Task description:
Pull every line that includes the word "else" out of the data below and copy it.

(Excerpts from a dataset)
Start of Block

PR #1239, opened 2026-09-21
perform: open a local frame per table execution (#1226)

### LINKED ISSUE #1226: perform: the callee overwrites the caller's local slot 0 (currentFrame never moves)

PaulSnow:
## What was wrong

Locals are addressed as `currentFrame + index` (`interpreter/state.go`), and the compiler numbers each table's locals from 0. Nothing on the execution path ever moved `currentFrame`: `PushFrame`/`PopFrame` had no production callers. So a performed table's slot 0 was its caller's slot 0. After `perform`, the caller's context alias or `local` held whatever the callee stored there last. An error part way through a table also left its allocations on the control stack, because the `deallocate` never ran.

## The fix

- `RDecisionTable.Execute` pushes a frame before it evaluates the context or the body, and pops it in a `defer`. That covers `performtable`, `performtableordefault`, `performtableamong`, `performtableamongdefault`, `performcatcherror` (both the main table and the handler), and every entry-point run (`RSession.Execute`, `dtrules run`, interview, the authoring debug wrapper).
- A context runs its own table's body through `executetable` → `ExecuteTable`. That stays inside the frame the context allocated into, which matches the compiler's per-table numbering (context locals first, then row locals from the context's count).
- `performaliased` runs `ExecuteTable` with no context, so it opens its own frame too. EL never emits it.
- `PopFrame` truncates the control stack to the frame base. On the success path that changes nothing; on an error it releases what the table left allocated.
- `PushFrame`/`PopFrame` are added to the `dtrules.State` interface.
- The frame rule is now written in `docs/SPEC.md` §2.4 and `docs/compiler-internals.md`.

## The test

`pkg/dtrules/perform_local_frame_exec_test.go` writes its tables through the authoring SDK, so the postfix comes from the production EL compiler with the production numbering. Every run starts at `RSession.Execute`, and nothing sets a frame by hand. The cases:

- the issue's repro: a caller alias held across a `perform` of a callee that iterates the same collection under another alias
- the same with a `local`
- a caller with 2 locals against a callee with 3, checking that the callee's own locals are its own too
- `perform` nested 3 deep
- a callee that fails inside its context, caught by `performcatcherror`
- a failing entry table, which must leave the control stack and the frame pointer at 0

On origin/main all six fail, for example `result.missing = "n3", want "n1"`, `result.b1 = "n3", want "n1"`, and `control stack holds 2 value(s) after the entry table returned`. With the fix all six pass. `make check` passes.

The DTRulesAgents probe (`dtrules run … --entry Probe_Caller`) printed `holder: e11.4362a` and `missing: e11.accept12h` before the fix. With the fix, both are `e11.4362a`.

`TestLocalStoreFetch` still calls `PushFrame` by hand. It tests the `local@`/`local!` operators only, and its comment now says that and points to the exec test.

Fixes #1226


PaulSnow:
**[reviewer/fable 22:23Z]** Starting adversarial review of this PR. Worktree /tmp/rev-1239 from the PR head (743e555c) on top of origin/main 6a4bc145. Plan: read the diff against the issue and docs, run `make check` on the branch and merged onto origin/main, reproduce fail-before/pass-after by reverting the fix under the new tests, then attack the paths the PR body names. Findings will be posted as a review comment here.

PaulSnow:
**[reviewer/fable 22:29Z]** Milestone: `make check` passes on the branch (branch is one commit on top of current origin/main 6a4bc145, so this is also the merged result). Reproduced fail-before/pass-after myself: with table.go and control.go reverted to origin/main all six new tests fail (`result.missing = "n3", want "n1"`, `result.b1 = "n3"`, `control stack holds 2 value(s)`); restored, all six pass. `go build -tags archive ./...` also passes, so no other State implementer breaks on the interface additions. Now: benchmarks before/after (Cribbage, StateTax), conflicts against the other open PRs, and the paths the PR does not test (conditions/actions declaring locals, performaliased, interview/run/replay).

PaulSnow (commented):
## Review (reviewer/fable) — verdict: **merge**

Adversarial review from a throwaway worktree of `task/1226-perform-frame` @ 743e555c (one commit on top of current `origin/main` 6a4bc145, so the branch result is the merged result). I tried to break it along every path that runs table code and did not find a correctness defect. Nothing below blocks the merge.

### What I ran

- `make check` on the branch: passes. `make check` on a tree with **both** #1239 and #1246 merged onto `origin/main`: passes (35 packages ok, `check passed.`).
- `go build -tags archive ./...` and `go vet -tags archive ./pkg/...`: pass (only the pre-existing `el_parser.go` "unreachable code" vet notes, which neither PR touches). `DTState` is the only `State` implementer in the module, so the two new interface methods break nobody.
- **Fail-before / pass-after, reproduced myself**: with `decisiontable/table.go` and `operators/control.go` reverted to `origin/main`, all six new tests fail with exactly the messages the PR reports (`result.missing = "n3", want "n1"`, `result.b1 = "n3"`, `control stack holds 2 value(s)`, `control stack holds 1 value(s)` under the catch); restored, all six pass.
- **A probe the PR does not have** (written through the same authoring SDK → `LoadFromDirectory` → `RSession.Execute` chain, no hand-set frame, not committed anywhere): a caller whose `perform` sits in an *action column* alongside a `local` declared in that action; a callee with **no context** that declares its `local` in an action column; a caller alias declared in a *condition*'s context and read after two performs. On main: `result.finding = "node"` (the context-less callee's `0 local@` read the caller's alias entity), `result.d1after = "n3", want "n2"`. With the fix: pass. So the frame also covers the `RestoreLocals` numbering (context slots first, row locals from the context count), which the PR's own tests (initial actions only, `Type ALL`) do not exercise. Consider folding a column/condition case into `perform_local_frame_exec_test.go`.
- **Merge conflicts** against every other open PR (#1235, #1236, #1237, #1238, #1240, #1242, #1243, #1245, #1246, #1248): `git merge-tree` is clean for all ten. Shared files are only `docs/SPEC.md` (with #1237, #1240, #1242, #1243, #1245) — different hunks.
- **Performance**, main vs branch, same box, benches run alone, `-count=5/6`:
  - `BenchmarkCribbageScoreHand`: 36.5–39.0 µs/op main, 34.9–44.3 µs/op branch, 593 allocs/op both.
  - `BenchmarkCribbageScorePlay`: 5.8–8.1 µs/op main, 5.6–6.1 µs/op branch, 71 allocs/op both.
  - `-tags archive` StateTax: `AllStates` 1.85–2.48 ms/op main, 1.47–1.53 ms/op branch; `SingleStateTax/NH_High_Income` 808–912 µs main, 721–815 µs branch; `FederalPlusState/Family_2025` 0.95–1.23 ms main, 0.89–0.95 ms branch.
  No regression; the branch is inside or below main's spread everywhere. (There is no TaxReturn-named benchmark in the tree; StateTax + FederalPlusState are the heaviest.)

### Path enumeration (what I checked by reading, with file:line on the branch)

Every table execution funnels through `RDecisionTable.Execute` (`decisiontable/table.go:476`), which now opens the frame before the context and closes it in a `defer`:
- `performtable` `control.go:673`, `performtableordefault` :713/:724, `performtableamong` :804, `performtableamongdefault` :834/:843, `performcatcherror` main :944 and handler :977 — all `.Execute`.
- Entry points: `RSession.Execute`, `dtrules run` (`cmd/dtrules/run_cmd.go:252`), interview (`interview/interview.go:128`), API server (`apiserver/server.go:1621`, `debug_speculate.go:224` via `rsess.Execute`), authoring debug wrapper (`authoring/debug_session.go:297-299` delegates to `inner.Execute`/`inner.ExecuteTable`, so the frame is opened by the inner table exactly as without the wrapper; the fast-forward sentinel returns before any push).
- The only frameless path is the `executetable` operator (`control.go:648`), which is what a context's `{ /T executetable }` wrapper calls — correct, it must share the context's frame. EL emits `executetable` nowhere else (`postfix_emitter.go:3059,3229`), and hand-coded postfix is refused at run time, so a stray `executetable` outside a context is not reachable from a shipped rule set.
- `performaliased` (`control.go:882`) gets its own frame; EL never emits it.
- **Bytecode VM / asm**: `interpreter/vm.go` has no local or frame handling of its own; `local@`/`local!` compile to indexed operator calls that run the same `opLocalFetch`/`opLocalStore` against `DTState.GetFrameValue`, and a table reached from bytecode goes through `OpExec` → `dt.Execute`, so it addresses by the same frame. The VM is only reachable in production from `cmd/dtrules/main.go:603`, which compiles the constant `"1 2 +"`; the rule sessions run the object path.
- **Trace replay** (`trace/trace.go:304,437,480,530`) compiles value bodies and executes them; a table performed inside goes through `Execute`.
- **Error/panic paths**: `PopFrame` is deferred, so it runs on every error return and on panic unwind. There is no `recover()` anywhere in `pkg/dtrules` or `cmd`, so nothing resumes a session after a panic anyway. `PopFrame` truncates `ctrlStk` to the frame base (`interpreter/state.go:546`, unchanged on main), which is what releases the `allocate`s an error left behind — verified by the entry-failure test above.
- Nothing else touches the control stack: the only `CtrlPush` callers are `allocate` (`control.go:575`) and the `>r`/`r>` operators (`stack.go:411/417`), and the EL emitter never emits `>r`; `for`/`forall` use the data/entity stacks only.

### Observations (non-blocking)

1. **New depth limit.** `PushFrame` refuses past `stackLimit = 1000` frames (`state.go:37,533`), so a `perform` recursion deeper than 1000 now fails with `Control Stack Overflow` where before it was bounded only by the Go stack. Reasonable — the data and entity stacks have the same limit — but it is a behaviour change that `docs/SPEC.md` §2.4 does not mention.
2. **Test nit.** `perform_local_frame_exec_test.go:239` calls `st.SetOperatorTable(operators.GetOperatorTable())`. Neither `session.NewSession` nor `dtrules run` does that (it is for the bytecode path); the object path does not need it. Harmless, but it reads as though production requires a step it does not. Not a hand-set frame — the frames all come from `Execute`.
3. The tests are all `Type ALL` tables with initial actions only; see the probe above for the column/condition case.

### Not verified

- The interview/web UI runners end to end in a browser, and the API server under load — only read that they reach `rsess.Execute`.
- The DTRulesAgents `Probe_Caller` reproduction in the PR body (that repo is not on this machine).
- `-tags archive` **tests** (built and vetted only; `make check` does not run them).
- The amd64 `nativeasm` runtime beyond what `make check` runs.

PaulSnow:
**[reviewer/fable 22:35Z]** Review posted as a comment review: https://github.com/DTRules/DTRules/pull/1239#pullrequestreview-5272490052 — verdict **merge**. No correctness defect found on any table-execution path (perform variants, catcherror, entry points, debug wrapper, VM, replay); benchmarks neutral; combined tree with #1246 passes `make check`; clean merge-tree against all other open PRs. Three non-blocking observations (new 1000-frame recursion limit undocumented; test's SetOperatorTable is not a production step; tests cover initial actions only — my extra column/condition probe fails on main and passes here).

End of Block

Output of the exercise:
- The only frameless path is the `executetable` operator (`control.go:648`), which is what a context's `{ /T executetable }` wrapper calls — correct, it must share the context's frame. EL emits `executetable` nowhere else (`postfix_emitter.go:3059,3229`), and hand-coded postfix is refused at run time, so a stray `executetable` outside a context is not reachable from a shipped rule set.
- Nothing else touches the control stack: the only `CtrlPush` callers are `allocate` (`control.go:575`) and the `>r`/`r>` operators (`stack.go:411/417`), and the EL emitter never emits `>r`; `for`/`forall` use the data/entity stacks only.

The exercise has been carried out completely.